I soci quest'anno sono stati decisamente molti di più dell'anno precedente:
il record raggiunto con la STICCON cui aveva partecipato Robert Picardo
è stato battuto, seppure non di moltissimo, e le giornate di massima affluenza
sono state, come prevedibile, il sabato e la domenica, giorni in cui è
apparsa la grande ed incommensurabile dea dell'empatia Marina Sirtis.
Credo si siano toccate, se non superate, circa le 2000 presenze durante
i 4 giorni. Questo mi ha dato la chance di conoscere e di rivedere anche
gente conosciuta durante gli anni passati o sentita solo via internet.

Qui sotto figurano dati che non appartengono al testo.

PR #6127, opened 2023-11-28
chore: use apiserver controller to reload certs

simonpasquier:
## Description

This commit removes the dependency on
`github.com/brancz/kube-rbac-proxy` which was only needed to reload the TLS certificate and key files dynamically.

Instead the operator and admission webhook server use the `DynamicServingCertificateController` from `k8s.io/apiserver` which is a proven solution.

## Type of change

## Changelog entry

```release-note

```


simonpasquier:
I've also verified with the OpenShift e2e tests which make use of the TLS configuration for the admission webhook and it passed (https://github.com/openshift/prometheus-operator/pull/261).

philipgough (approved):
lgtm

PR #6133, opened 2023-11-29
jsonnet: Create alert for config-reloader apply errors

aeber:
## Description

If a syntactically correct servicemonitor is deployed that contains some other error (such as missing variable expansion as described here: https://github.com/prometheus-operator/prometheus-operator/issues/3644), there is currently no alert to detect this.
In this case `reloader_last_reload_successful` is not set to `0` and therefore the `ConfigReloaderSidecarErrors` alert does not apply.

## Type of change

## Changelog entry

```release-note
Create alert for config-reloader apply errors
```

### DIFF
--- a/example/mixin/alerts.yaml
+++ b/example/mixin/alerts.yaml
@@ -82,7 +82,7 @@ groups:
       description: |-
         Errors encountered while the {{$labels.pod}} config-reloader sidecar attempts to apply config in {{$labels.namespace}} namespace.
         As a result, configuration for service running in {{$labels.pod}} may be stale and cannot be updated anymore.
-      summary: config-reloader sidecar was unable to apply new config for 5m
+      summary: config-reloader sidecar was unable to apply new config
     expr: |
       increase(reloader_config_apply_operations_failed_total{namespace=~".+"}[5m]) > 0
     for: 5m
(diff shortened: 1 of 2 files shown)


example/mixin/alerts.yaml
```diff
@@ -77,3 +77,14 @@ groups:
     for: 10m
     labels:
       severity: warning
+  - alert: ConfigReloaderSidecarApplyErrors
+    annotations:
+      description: |-
+        Errors encountered while the {{$labels.pod}} config-reloader sidecar attempts to apply config in {{$labels.namespace}} namespace.
+        As a result, configuration for service running in {{$labels.pod}} may be stale and cannot be updated anymore.
+      summary: config-reloader sidecar was unable to apply new config for 5m
```
paulfantom, line 85:
```suggestion
      summary: config-reloader sidecar was unable to apply new config
```

Just nitpicking, but if someone overrides `FOR` statement in alert, this summary won't be correct anymore.

paulfantom:
I am actually curious now why `reloader_last_reload_successful` is not set to `0` when this happens. Especially since reload wasn't fully successful. :thinking:

aeber:
> Yes I agree that we might want to fix the reload metrics rather than adding another alert.

I would be very happy with that too. Unfortunately, I currently lack the time to debug this further.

Non saprei dire cosa fosse, ma si respirava decisamente un'aria diversa
rispetto all'anno scorso: più cordialità da parte dello staff, più cose
da fare e da vedere. Forse anche grazie al maggior numero di banchetti
vendita, che non si sono più limitati ad essere quelli dell'Ultimo Avamposto
di Bologna, ma addirittura internazionali, essendo intervenuti anche negozi
tedeschi, oltre a quello di Richard Arnold e di Eric Stillwell, ospiti
di cui parlerò tra poco.
Gli
ospiti sono stati tanti e tutti interessanti: per quanto riguarda le tre
attrici France Nuyen, Barbara Luna e Celeste Yarnall, rispettivamente
interpreti nella serie classica di Elena in "Elena di Troia", Marlena
in "Specchio, Specchio" e Martha in "La mela", non posso dire fossi particolarmente
interessato; appartengono ad una generazione dello show da cui non mi
sono mai fatto veramente catturare. Ciò non toglie che siano state disponibili
e visibilmente entusiaste dell'accoglienza che noi caldi italiani abbiamo
saputo dare loro, tanto che ho saputo sono rimaste stupite dal fatto che
in seguito alla loro partecipazione lo staff Sticcon offrisse loro tutti
i pasti per tutti e quattro i giorni (che volete, forse gli americani
sono degli spilorci incredibili, altro che gli scozzesi!).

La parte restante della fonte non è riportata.